Same model. Same architecture. Same weights. But the distribution looks completely different:
| Token | Probability |
|---|---|
blue | 0.18 |
red | 0.15 |
green | 0.13 |
purple | 0.10 |
black | 0.08 |
the | 0.05 |
| ... many more, gradually smaller ... | ... |
There is no spike. The mass is smeared across twenty plausible colors. The model isn't "guessing" — it's correctly representing that there's no single right next token here. The prompt didn't constrain the answer, so the distribution can't either.
This is why "what is your favorite color, model?" is a weird question. Sample once, you get "blue." Sample again, you get "green." Sample a thousand times, you get a histogram that looks like the distribution above. Neither answer is the "real" one. The distribution is the real answer; the single token is just a sample.
Sampling and temperature
Most of the time you don't see the distribution. You see one token — the one that got sampled. Temperature is the dial that controls how the sampling works:
- Temperature near 0: the sampler is greedy. Always picks the top token. "The capital of France is" → "Paris" every single time. Boring, deterministic, predictable.

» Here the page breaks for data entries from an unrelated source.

PR #86, opened 2017-11-16
Add ParentCertificate support

xavierdecoster:
A _ParentCertificate_ is referenced by an _EndCertificate_. We don't track hierarchy (not required). The combined set of EndCertificate and ParentCertificates allows us to reconstruct the certificate chain.

The relationship between these entities is described in the `CertificateChainLink` type.

image


src/NuGet.Services.Validation/Entities/ParentCertificate.cs
```diff
@@ -0,0 +1,33 @@
...
+    {
+        /// <summary>
+        /// The database-mastered identifier for this certificate.
+        /// </summary>
+        public long Key { get; set; }
+
+        /// <summary>
+        /// The key to the end-<see cref="Certificate"/> of the certificate chain this parent-certificate is part of.
+        /// </summary>
+        public long EndCertificateKey { get; set; }
```
joelverhagen: Shouldn't this be called "Root"?

src/NuGet.Services.Validation/Entities/ParentCertificate.cs
```diff
@@ -0,0 +1,33 @@
...
+
+        /// <summary>
+        /// The SHA1 thumbprint that uniquely identifies this certificate. This is a string with exactly 40 characters.
+        /// </summary>
+        public string Thumbprint { get; set; }
```
joelverhagen: Isn't the thumbprint already on the `EndCertificate`? Why copy the value?

src/NuGet.Services.Validation/Entities/ParentCertificate.cs
```diff
@@ -0,0 +1,33 @@
...
+// Licensed under the Apache License, Version 2.0. See License.txt in the project root for license information.
+
+
+namespace NuGet.Services.Validation
+{
+    /// <summary>
+    /// A X.509 Intermediary or Root Certificate used by one or more end-<see cref="Certificate" />s, 
+    /// together forming a certificate chain, used by one or more <see cref="PackageSignature"/>s.
+    /// </summary>
+    public class ParentCertificate
```
joelverhagen: Could this data also be represented as a an additional column on `Certificate`?

src/NuGet.Services.Validation/Migrations/201711161418120_AddParentCertificatesTable.cs
```diff
@@ -0,0 +1,31 @@
+namespace NuGet.Services.Validation
+{
+    using System;
+    using System.Data.Entity.Migrations;
+    
+    public partial class AddParentCertificatesTable : DbMigration
+    {
+        public override void Up()
```
joelverhagen: I think @loic-sharma has just been recreating the second (?) migration since this isn't deployed.

src/NuGet.Services.Validation/Entities/ParentCertificate.cs
loic-sharma: A `Certificate` will usually have 2+ `ParentCertificate`s - the intermediary Certificate Authority's certificate and the root Certificate Authority's certificate. However, this isn't always true since you can have as many intermediary CAs as you would like. To make matters worse, a certificate can have multiple valid chains.

TLDR: There is a 1-to-many relationship between a `Certificate` and `ParentCertificate`s, so a single column isn't enough.

src/NuGet.Services.Validation/Migrations/201711161418120_AddParentCertificatesTable.cs
xavierdecoster: That's indeed a pending question I have with @loic-sharma (via e-mail): should this be merged into the existing migration, or not?

src/NuGet.Services.Validation/Entities/ParentCertificate.cs
loic-sharma: `EndCertificateKey` is correct as the "end certificate" is the `Certificate` that was used to sign the package.

Some background here: a signature *must* provide the certificate used to sign the package. This is called the "end certificate" and is represented by the `Certificate` entity. The signature may also provide additional certificates that should be used when validating the "end certificate" - these are the `ParentCertificate` entities. We don't care so much about the hierarchy of the end certificate and its parent certificates, we just to need to keep track of which parent certificates a end certificate has.

src/NuGet.Services.Validation/Entities/ParentCertificate.cs
loic-sharma: This is the thumbprint of the `ParentCertificate`. We need this to download the parent certificate from blob storage.

src/NuGet.Services.Validation/Entities/ParentCertificate.cs
xavierdecoster: @joelverhagen Unless I am missing something, only the end-certificate is stored in the `Certificates` table. The CA Root or Intermediary (parent) certs of the chain are linked to the end-certificate as a 1-to-many and stored in the `ParentCertificates` table. The thumbprint in the `ParentCertificates` table is that of the ParentCertificate itself.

- Temperature around 1: the sampler is honest to the distribution. Sometimes you get the top token, sometimes a lower one, weighted by their probabilities. "My favorite color is" → blue/red/green/purple across runs.
- Temperature high (1.5+): the sampler flattens the distribution before sampling. Even low-probability tokens get picked sometimes. Output gets weirder. Can be useful for creative work; can produce word salad.
You will care about temperature later. For now, the point is just this: the model produces a distribution. The system around the model samples from it. Both halves are decisions you can inspect and tune.
Why this framing is load-bearing
If you hold this model in your head — "function from token sequence to probability distribution, then sample" — most LLM behavior stops being mysterious:
- "Why is the model wrong?" Because the probability mass piled up on the wrong token. Either the training didn't have the right patterns, or the prompt didn't shape the distribution enough.
- "Why is the output different each time?" Because temperature > 0 means we're sampling. Run it again, get a different sample.
- "Why does prompt structure matter so much?" Because the prompt IS the input to the function. Better-shaped input → better-shaped distribution → better samples.
- "Why does the model 'hallucinate'?" Because if the right answer isn't anywhere near the top of the distribution, the sampler will happily return whatever IS at the top, even if it's wrong.
You haven't seen the math. You haven't trained a model. You haven't written any code yet. But if you can describe an LLM in one sentence as "a function from token sequence to probability distribution, then sample," you are ahead of most people who use these systems for a living.